# [DATA TO USE]
PR #1018, opened 2022-08-11
Fixes extension request.data(X) being lost in the resolver

k-kinzal:
The extension request.data(X) is lost in the resolver.
```rust
async fn prepare_request(
    &self,
    ctx: &ExtensionContext<'_>,
    request: Request,
    next: NextPrepareRequest<'_>,
) -> ServerResult<Request> {
    request.data("foo".to_string())
    next.run(ctx, request).await
}
```
```rust
#[Object]
impl Query {
    async fn resolve(&self, ctx: &Context<'_>) -> Result<Vec<Account>> {
        ctx.data_unchecked::<String>(); // panic occurs
}
```

I fixed it because I want to do JWT authentication in extension.

### DIFF
--- a/src/context.rs
+++ b/src/context.rs
@@ -254,6 +254,7 @@ pub struct QueryEnvInner {
     pub uploads: Vec<UploadValue>,
     pub session_data: Arc<Data>,
     pub ctx_data: Arc<Data>,
+    pub extension_data: Arc<Data>,
     pub http_headers: Mutex<HeaderMap>,
     pub introspection_mode: IntrospectionMode,
     pub errors: Mutex<Vec<ServerError>>,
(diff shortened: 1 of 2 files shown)


sunli829:
Thanks!  🙂

sunli829:
I didn't consider that you would add new data on `prepare_request`.

k-kinzal:
@sunli829 
Oh! I thought new data could be added because `request.data` can be called `prepare_request`.

It is different from other extensions in that `prepare_request` can modify the content of the request.
Therefore, shouldn't the modified request content have an effect?

sunli829:
You are right, this is useful! 🙂

PR #1036, opened 2022-08-22
export_sdl: avoid trailing space for scalar definitions

dspicher:
This has been introduced in 619013d.

The problem can easily be avoided by modifying the `write!`
directives inside the federation if-clause to write space
prefixes instead of suffixes.


dspicher:
rebased and adapted for the new federation `write!`s.

sunli829:
Thanks!❤️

# [ACTION ITEM]
Line by line, print the records above exactly as they stand.

# [ANSWER BELOW]
PR #1018, opened 2022-08-11
Fixes extension request.data(X) being lost in the resolver

k-kinzal:
The extension request.data(X) is lost in the resolver.
```rust
async fn prepare_request(
    &self,
    ctx: &ExtensionContext<'_>,
    request: Request,
    next: NextPrepareRequest<'_>,
) -> ServerResult<Request> {
    request.data("foo".to_string())
    next.run(ctx, request).await
}
```
```rust
#[Object]
impl Query {
    async fn resolve(&self, ctx: &Context<'_>) -> Result<Vec<Account>> {
        ctx.data_unchecked::<String>(); // panic occurs
}
```

I fixed it because I want to do JWT authentication in extension.

### DIFF
--- a/src/context.rs
+++ b/src/context.rs
@@ -254,6 +254,7 @@ pub struct QueryEnvInner {
     pub uploads: Vec<UploadValue>,
     pub session_data: Arc<Data>,
     pub ctx_data: Arc<Data>,
+    pub extension_data: Arc<Data>,
     pub http_headers: Mutex<HeaderMap>,
     pub introspection_mode: IntrospectionMode,
     pub errors: Mutex<Vec<ServerError>>,
(diff shortened: 1 of 2 files shown)


sunli829:
Thanks!  🙂

sunli829:
I didn't consider that you would add new data on `prepare_request`.

k-kinzal:
@sunli829 
Oh! I thought new data could be added because `request.data` can be called `prepare_request`.

It is different from other extensions in that `prepare_request` can modify the content of the request.
Therefore, shouldn't the modified request content have an effect?

sunli829:
You are right, this is useful! 🙂

PR #1036, opened 2022-08-22
export_sdl: avoid trailing space for scalar definitions

dspicher:
This has been introduced in 619013d.

The problem can easily be avoided by modifying the `write!`
directives inside the federation if-clause to write space
prefixes instead of suffixes.


dspicher:
rebased and adapted for the new federation `write!`s.

sunli829:
Thanks!❤️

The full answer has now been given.